Presented by the Harvard Film Archive and Shochiku, in partnership with the Reischauer Institute of Japanese Studies and the Japan Foundation, this complete Ozu Yasujiro retrospective offers the rare opportunity to see all of Ozu’s extant films screened on 35mm. Five new prints were created for this occasion as the first installment of a multi-year partnership with Shochiku to create a legacy 35mm collection at the HFA, a partnership that will be celebrated with a special event in September. Seen together, Ozu's impressive oeuvre demonstrates the industrial method of a prolific artist who distilled cinema to its most essential elements over three decades of filmmaking.

Although he described himself, in a self-deprecatory manner,  as a “tofu dealer,” Ozu (1903-1963) dealt in so many inconsistencies that any systemization of his oeuvre risks simplifying both the spontaneity and intent that make his films so straightforward yet slippery.
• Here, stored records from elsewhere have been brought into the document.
Issue #1992, opened 2023-12-11
[Love 12.0][Feature request] Ability to provide debug name for buffer/texture resources generated by Love


Froyok:
Hi,

When using a graphic debugger (like [RenderDoc](https://renderdoc.org/)) to inspect a frame made with Löve, the canvas and buffers generated by Löve have generic names (ex: `Texture 471`). 

This makes things a bit difficult sometimes to track bugs or even resources across multiple drawcalls.

I imagine that currently those names are automatic, defined by the graphic API when it creates the objects. It seems however that debug names can be provided, which could help identify more easily those resources: https://renderdoc.org/docs/how/how_annotate_capture.html#application-provided-object-names

Would it be possible to expose a way to specify this debug name on the Lua side ?
Maybe something like `Texture:setDebugName()` and `Texture:getDebugName()`.

slime73:
This is implemented now. love's built-in/default textures and buffers don't have unique names yet, but that's partly because they aren't represented by actual Texture and Buffer objects on all backends. I already want to clean that up for unrelated reasons, so I'll add debug names to those when I do that.

Froyok:
Looking at the review (haven't tried it yet), and not being familiar enough with the sources, does it works as well with `love.graphics.newImage` for example ? Or is it only canvas/buffers ?

nikeinikei:
It works for any texture, image and canvas got merged into one in Löve 12.

Froyok:
Great, thank you for confirming. :)

Froyok:
Can confirm, it works really well ! Thank you both ! :heart: 
![2023-12-14__20-28-59](https://github.com/love2d/love/assets/6290387/c6b194b1-fdc3-44da-becb-80213e745a53)

PR #1994, opened 2023-12-13
Implement #1992

nikeinikei:
The settings table for Texture and GraphicsBuffer can now include a new field `debugname`,
If given, it will appear in a graphics debugger such as RenderDoc, if supported.
it can also be queried via `texture:getDebugName()` or `buffer:getDebugName()`, which either returns a `string` if a debug name was given during initialization, or `nil` otherwise.

Example:
```lua
local texture = love.graphics.newCanvas(64, 64, { debugname = "shadowpass" })
print(texture:getDebugName())    --prints "shadowpass"

local format = {
    { name = 'position', format = 'floatvec2' },
    { name = 'velocity', format = 'floatvec2' },
    { name = 'color', format = 'floatvec4' }
}
local count = 1000000

local buffer = love.graphics.newBuffer(format, count, { shaderstorage = true, debugname = "particles" })
print(buffer:getDebugName())    --prints "particles"
```

### DIFF
--- a/src/modules/graphics/Texture.h
+++ b/src/modules/graphics/Texture.h
@@ -195,7 +195,7 @@ public:
 		bool renderTarget = false;
 		bool computeWrite = false;
 		OptionalBool readable;
-		Optional<std::string> debugName;
+		std::string debugName;
 	};
 
 	struct Slices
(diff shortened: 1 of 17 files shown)


src/modules/graphics/Texture.h
```diff
@@ -194,6 +195,7 @@ class Texture : public Drawable, public Resource
 		bool renderTarget = false;
 		bool computeWrite = false;
 		OptionalBool readable;
+		Optional<std::string> debugName;
```
slime73, line 198: This could be a `std::string` without the Optional wrapper, and then the backend code could check whether the string is empty before calling the graphics API to set it.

Despite his influence on many who do so, Ozu did not always shoot long takes, nor did he always place his camera in a static low position. He gravitated towards the habits of everyday life, but never without the interruption of surprises, an element that Edward Yang and Kore-eda Hirokazu take to more melodramatic heights. His films are at once languid and compacted with ideas exchanged through gestures, glances, and plain assertions. Whether or not this is deliberate inactivity depends on how one measures productivity during free or dead time—a central question in the works of filmmakers like Hou Hsiao-Hsien, Claire Denis, Aki Kaurismäki, Pedro Costa and Abbas Kiarostami.
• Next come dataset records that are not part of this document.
PR #1999, opened 2023-12-24
Fix deprecated love.graphics.stencil function resetting stencilMode

Raltyro:
Quite self-explanatory
Games from previous versions using deprecated stencil functions will most likely not working as intended

```lua
love.graphics.stencil(stencil, "replace", 1, false)
love.graphics.setStencilTest("greater", 0)
```
Example above vice versa would work the same in previous love2d version games but since currently stencil function resets the properties it wouldnt work the same

This pr fixes it


slime73:
Nice catch, thanks!

PR #2001, opened 2023-12-31
Replace autotools with cmake

### LINKED ISSUE #1991: Phase out Autotools Build System
During the release of 11.5, we have bit of discussion on switching the Linux build system from Autotools to CMake. This means one build system for every platform we support (except macOS families), although Linux enthusiast users may not happy with this change.

I left this open for further discussion ~~and didn't tag it to specific milestones for same reason~~.

bartbes:
Resolves #1991


CMakeLists.txt
```diff
@@ -1996,6 +2018,10 @@ add_library(${LOVE_LIB_NAME} SHARED ${LOVE_LIB_SRC} ${LOVE_RC})
 set_target_properties(${LOVE_LIB_NAME} PROPERTIES C_VISIBILITY_PRESET hidden CXX_VISIBILITY_PRESET hidden VISIBILITY_INLINES_HIDDEN ON)
 target_link_libraries(${LOVE_LIB_NAME} ${LOVE_LINK_LIBRARIES} ${LOVE_3P})
 
+if("${CMAKE_SYSTEM_NAME}" STREQUAL "Linux")
+	set_target_properties(${LOVE_LIB_NAME} PROPERTIES LIBRARY_OUTPUT_NAME "${LOVE_EXE_NAME}-${LOVE_VERSION_STR}")
```
bartbes, line 2022: This also seems vaguely related to the `set(LOVE_LIB_NAME)` for android. Maybe `LOVE_EXE_NAME` and `LOVE_LIB_NAME` should just set the `OUTPUT_NAME` properties, rather than actually being the target names?

CMakeLists.txt
```diff
@@ -2042,142 +2068,140 @@ if(NOT ANDROID)
...
+	include(GNUInstallDirs)
+
+	file(COPY platform/unix/debian/ DESTINATION debian PATTERN "*.in" EXCLUDE)
+	configure_file(platform/unix/debian/control.in debian/control @ONLY)
+	configure_file(platform/unix/debian/changelog.in debian/changelog @ONLY)
+	configure_file(platform/unix/debian/rules.in debian/rules @ONLY)
+
+	configure_file(platform/unix/love.desktop.in love.desktop @ONLY)
+
+	install(TARGETS ${LOVE_EXE_NAME} ${LOVE_LIB_NAME})
```
bartbes, line 2195: Autotools also installs a `liblove.so` symlink. As nothing explicitly links against it (except user code?) I'm don't mind skipping that.

CMakeLists.txt
```diff
@@ -2042,142 +2068,140 @@ if(NOT ANDROID)
...
+		DeleteRegKey HKCR \\\".love\\\"
+		System::Call 'shell32.dll::SHChangeNotify(i, i, i, i) v  (0x08000000, 0, 0, 0)'
+	")
+
+	include(CPack)
+elseif("${CMAKE_SYSTEM_NAME}" STREQUAL "Linux")
+	include(GNUInstallDirs)
+
+	file(COPY platform/unix/debian/ DESTINATION debian PATTERN "*.in" EXCLUDE)
+	configure_file(platform/unix/debian/control.in debian/control @ONLY)
```
bartbes, line 2189: Of course I realise _now_ that I only checked whether there was something sane for the no-suffix case, and never checked if the suffix stuff worked. That probably needs to be fixed.

CMakeLists.txt
slime73: Would that be for allowing `require("love")` to work from a standalone Lua executable?

bartbes: Sort of, it's still not in the normal lua search paths.

siddle1512:
nhu cac

CMakeLists.txt
MikuAuahDark: They'll have to do `package.preload.love = package.loadlib("path/to/liblove-12.0.so", "luaopen_love")` before doing `require("love")` from my understanding, at least.

CMakeLists.txt
MikuAuahDark: Good idea, although this need extensive testing both on Windows and Android.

The ubiquity and far-reaching influence of Ozu owes much to the fact that he committed himself to constant self-revision, crystallizing his best inclinations as signatures and discarding weaker ones. Ozu often repurposed old material by taking apart and compositing elements of previous scripts—a process usually done with screenwriter Noda Kogo, who cowrote nearly half of his films. Fixed on perfecting his style, he meditated on his shortcomings and openly identified which of his films he thought were failures or successes. Like Abel Gance, Fritz Lang and Alfred Hitchcock, Ozu sought to update and upgrade his earlier films. But with the exception of A Story of Floating Weeds (1934), which he updated in 1959 as Floating Weeds, Ozu rarely remade entire films. Instead, he made each film a patchwork of familiar names, stories and faces. By reusing the same actors—including Saito Tatsuo, Tanaka Kinuyo, Haruko Sugimura, Ryu Chishu and Hara Setsuko—his films locate in everyday life a continual sensation of déjà vu. Consistency was the object of a steadfast pursuit for Ozu, as he gradually came to value the refinement of a mature style over a versatile experimentation with genre.

To the disappointment of his merchant parents, Ozu did not like school. He preferred watching movies, debating articles about films with his friends, and memorizing the casts of his favorites. After sending a younger male student an affectionate letter, Ozu was expelled from his school dormitory in 1920. The expulsion greatly wounded Ozu, but his alternative schooling arrangement gave him even more time to spend in the cinema. Determined to prove he could succeed without a college degree, Ozu entered Shochiku as an assistant cameraman in 1923. He quickly became a director, and in an unconventional way: by swinging at a coworker in line at the Shochiku canteen and impressing a studio executive who witnessed the incident. Scuffles had gotten Ozu into serious trouble as a schoolboy, but at Shochiku his impudence was rewarded with a promotion by studio head Kido Shiro.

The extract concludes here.